PR #2144, opened 2023-03-23
feat: simplify CSS packages/themes structure

tujoworker:
This changes where styles are placed and from what CSS package they will be consumed.

Its a larger change. But I think its worth it, because its much simpler and yet needed for our future theming capabilities.

BREAKING CHANGE:

- The package `dnb-theme-ui` was renamed to `dnb-theme-basis`.
- The package `dnb-ui-components` was renamed and moved inside a theme `/style/themes/theme-ui/dnb-theme-components.*`.
- `dnb-ui-tags` was renamed and moved form `/style/dnb-ui-tags.*` to `/style/themes/theme-ui/dnb-theme-tags.*`.

PR #2227, opened 2023-04-17
chore: refactor theme factory to include only existing theme files

tujoworker:
This PR adds a new feature to the theming setup. 
A theme can now add a fallback inside a SASS file:

```scss
$THEME_FALLBACK: 'ui';
```

The theme factory will then also add all non existing theme files to this file (component based), instead of importing a whole theme set as a fallback.

In return, this PR adds some breaking changes based on this PR #2144 

We need to amend/edit the git commit message as soon as possible with the list below:

- The package dnb-theme-ui was renamed to ui-theme-basis.
- The package dnb-ui-components was renamed and moved inside a theme /style/themes/theme-ui/ui-theme-components.*.
- dnb-ui-tags was renamed and moved form /style/dnb-ui-tags.* to /style/themes/theme-ui/ui-theme-tags.*.


langz (approved):
Ran it a few times locally, and it seems to work 👍 

I did find a few references to `dnb-theme` when searching in our codebase, in `06-css-packages.mdx`, etc.
Not sure if we should rename these to `ui-theme` as well.

joakbjerk (approved):
Seems to be working on my 💻 ✅

tujoworker:
@langz True! I found a few more. Pushed these as well now 🙏 (there are more with that name, but they belong to the JavaScript world.

PR #2237, opened 2023-04-19
feat(Typography): add `--line-height-lead` property

tujoworker:
This PR adds a new property, and replaces with that the used calc method. It does not change anything visually (except for the wip sb).

It also corrects wrong defined sb properties and uses the new lead property there as well.


joakbjerk (approved):
lookie good💪

PR #2239, opened 2023-04-20
fix(Button): align large size of "icon only button" to be same as in Figma

tujoworker:
This PR fixes a wrong sized icon button we have in our code. The size is different than a `large` button, when no text is given (40px vs 48px).

Screenshot 2023-04-20 at 10 16 11


langz (approved):
👍

tujoworker:
Another example of why visual tests are awesome 🔥

autocomplete-have-to-match-disabled-state snap-diff

Looks like this PR needs some more changes.

joakbjerk (approved):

# EXERCISE DETAILS
Give back exactly the lines above, from the line containing "It also corrects" through the line containing "This PR fixes", with both end lines and nothing more.

# ANSWER BELOW
It also corrects wrong defined sb properties and uses the new lead property there as well.


joakbjerk (approved):
lookie good💪

PR #2239, opened 2023-04-20
fix(Button): align large size of "icon only button" to be same as in Figma

tujoworker:
This PR fixes a wrong sized icon button we have in our code. The size is different than a `large` button, when no text is given (40px vs 48px).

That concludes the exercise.